The Department has recently formed a dedicated unit with responsibility for the prevention, deterrence and investigation of internal fraud. Over a number of years actual levels of fraud and theft by contractors and officials has not significantly changed and while the Department will continue to take all reasonable steps to reduce this further it does not give grounds for an inquiry.

Winter Fuel Payments

Mr. Gordon Prentice: To ask the Secretary of State for Work and Pensions how many (a) men and (b) women in Pendle receive the winter fuel allowance. [199930]

Malcolm Wicks: In Winter 2003–04, the total number of people in Pendle who received the winter fuel payment was 16,850, of which 7,495 were men and 9,355 were women.

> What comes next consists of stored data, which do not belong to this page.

PR #115, opened 2026-07-06
Parse URIs through one `uri_string`-based function

lukebakken:
Fixes #100.

`aws_lib:parse_uri/1` was a hand-rolled URI parser that split on `://` and `/`. A scheme-less, relative, or empty input matched neither case clause and crashed with `case_clause`. It also duplicated work that `aws_lib_uri:parse/1` already did via the RFC 3986 compliant `uri_string:parse/1`, and the plugin carried two URI representations (a bespoke `#uri{}` record plus the triple that adapter produced).

## What changed

`aws_lib_uri` is now a thin, opaque wrapper over the OTP `uri_string` module -- the single URI parser for the plugin:

- `parse/1` returns an opaque `uri()` (backed by `uri_string:uri_map/1`) or `{error, {malformed_uri, _}}` for input with no host or a `uri_string` parse error, rather than crashing
- callers read components only through accessors: `host/1`, `port/1` (scheme-defaulted), `path/1`, `query/1`, `target/1`
- `target/1` assembles the request line as path plus the raw query, byte-for-byte what was parsed -- what the Gun request target and the SigV4 signature must agree on
- removed `aws_lib:parse_uri/1` and its helpers, the `#uri{}` record and the types that only supported it, `aws_lib_uri:build/1` (its one caller now composes the metadata URL with `uri_string:recompose/1` directly), and `parse_userinfo/1,2`
- renamed `build_query_string/1` to `compose_query/1` to mirror `uri_string`

The opaque type structurally enforces the single-parser rule: dialyzer rejects any caller that reaches past the accessors.

## Behavior note

`instance_metadata_url("")` now yields `http://<host>` instead of `http://<host>/` (no trailing slash), at the one call site that discards the path and uses only host and port. No other call-site behavior changes.

## Testing

- reworked the `aws_lib_uri` eunit tests to the accessor API and added `target/1` coverage
- added a `proper`-based property suite (4 properties, 1000 iterations each): parsing never crashes on arbitrary input, well-formed URIs round-trip through the accessors, `path/1` always starts with `/`, and `target/1` preserves the query
- full eunit suite and the property suite pass; dialyzer is clean for the changed modules with no opacity violations


sdewhitt (approved):
Looks good to me! A bit of a nitpick, but i didn't see any comments specific to why we added `proper` as a new TEST_DEPS, but I looked through its uses and it doesn't seem like a blocking issue, especially if testing dependencies are not scrutinized the same as normal dependencies

src/aws_lib_sign.erl
```diff
@@ -31,7 +31,7 @@ headers(Request, undefined) ->
 headers(Request, PayloadHash) ->
     RequestTimestamp = local_time(),
     URI = aws_lib_uri:parse(Request#request.uri),
```
the-mikedavis: It's a more invasive change but I'd prefer to return a Result-like type (`{ok, GoodValue} | {error, Reason}`) since it makes it easy to swallow errors like this.

I believe the `host/1` call below would function_clause, where it would be better to have a badmatch on this. Or we could do this Elixir-style and either `throw/1` or `error/1` if an URI is invalid.

lukebakken: I originally wanted this then the 🧞 said "too much change" and I agreed 😸

the-mikedavis (approved):
It's a rougher diff but I like having the clean typing. And of course property tests 🚀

We would expect the numbers to be similar for winter 2004–05.

Brian Cotter: To ask the Secretary of State for Work and Pensions how many (a) people and (b) households in the Weston-Super-Mare constituency were (i) eligible to receive and (ii) received the winter fuel payment in 2003–04. [199766]

Malcolm Wicks: It is not possible to provide an accurate estimate of the number of people in the constituency of Weston-Super-Mare who were eligible to receive a winter fuel payment as DWP administrative data does not contain complete information on household circumstances, and payments are based on household composition.

The number of people in the Weston-Super-Mare constituency who received a winter fuel payment for winter 2003–04 was 23,505, in 16,045 households.